→ **Exercise instructions**: Which lines below include "were"? Copy them all.

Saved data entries

=-=-=

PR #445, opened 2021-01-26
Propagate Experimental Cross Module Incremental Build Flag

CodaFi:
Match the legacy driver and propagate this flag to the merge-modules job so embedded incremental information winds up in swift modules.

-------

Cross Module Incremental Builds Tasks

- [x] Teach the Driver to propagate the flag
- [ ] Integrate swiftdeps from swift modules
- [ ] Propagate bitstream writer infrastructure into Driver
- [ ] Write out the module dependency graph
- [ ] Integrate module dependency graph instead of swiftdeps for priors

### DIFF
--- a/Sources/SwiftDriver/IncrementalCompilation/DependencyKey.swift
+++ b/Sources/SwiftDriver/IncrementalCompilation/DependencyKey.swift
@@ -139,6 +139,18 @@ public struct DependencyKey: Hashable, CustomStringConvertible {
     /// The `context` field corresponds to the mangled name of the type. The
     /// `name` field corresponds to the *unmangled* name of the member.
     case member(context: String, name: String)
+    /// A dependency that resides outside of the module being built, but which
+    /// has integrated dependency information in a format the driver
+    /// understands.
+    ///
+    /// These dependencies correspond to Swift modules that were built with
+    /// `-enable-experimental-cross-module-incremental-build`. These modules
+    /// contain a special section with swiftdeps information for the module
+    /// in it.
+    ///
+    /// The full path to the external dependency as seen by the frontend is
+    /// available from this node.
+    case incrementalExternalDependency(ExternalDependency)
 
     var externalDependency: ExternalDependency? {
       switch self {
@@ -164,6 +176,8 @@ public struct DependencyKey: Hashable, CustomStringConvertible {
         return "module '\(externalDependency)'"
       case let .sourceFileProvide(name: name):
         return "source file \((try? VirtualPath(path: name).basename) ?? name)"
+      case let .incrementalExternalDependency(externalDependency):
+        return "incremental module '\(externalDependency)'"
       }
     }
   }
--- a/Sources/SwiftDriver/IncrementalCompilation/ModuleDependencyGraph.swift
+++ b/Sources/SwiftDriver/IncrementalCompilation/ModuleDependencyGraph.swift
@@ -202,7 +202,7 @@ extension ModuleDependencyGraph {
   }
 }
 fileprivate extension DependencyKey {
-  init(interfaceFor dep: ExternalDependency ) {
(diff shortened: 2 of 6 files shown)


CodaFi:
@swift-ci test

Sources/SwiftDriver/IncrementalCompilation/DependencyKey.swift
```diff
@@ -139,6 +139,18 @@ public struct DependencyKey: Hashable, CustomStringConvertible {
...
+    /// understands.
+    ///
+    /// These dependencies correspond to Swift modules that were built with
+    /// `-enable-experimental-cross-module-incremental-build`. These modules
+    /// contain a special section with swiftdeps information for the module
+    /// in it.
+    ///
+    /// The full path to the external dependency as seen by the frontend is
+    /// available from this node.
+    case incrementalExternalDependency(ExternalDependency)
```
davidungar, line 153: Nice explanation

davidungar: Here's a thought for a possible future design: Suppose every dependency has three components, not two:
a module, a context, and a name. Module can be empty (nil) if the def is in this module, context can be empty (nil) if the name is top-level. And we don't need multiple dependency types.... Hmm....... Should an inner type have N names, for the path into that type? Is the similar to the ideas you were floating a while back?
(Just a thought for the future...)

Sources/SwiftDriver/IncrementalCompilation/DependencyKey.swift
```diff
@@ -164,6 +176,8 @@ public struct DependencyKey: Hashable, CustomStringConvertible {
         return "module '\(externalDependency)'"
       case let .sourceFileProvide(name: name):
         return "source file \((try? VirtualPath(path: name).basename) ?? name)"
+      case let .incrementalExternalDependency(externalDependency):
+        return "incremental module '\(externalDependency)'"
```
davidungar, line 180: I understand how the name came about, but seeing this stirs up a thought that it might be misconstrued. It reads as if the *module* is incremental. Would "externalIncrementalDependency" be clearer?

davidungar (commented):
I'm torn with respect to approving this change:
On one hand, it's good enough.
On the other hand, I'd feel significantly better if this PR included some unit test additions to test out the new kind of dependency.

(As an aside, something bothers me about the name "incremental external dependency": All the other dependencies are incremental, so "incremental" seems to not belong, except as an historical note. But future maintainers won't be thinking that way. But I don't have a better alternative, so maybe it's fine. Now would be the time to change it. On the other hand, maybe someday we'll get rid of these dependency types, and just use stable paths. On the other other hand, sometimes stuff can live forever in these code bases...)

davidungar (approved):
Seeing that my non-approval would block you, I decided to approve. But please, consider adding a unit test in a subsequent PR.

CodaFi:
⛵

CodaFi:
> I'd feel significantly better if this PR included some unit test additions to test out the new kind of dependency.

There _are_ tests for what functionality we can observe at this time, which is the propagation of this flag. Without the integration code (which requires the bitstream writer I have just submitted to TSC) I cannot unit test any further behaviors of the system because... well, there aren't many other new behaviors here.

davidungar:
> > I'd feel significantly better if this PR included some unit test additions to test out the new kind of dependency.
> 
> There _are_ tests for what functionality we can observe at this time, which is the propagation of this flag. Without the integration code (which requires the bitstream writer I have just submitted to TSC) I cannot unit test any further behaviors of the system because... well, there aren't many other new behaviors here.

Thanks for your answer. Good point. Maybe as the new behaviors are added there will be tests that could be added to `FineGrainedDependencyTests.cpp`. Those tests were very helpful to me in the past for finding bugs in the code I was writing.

=-=-=

→ **Answer space**:
+    /// These dependencies correspond to Swift modules that were built with
+    /// These dependencies correspond to Swift modules that were built with
a module, a context, and a name. Module can be empty (nil) if the def is in this module, context can be empty (nil) if the name is top-level. And we don't need multiple dependency types.... Hmm....... Should an inner type have N names, for the path into that type? Is the similar to the ideas you were floating a while back?
Thanks for your answer. Good point. Maybe as the new behaviors are added there will be tests that could be added to `FineGrainedDependencyTests.cpp`. Those tests were very helpful to me in the past for finding bugs in the code I was writing.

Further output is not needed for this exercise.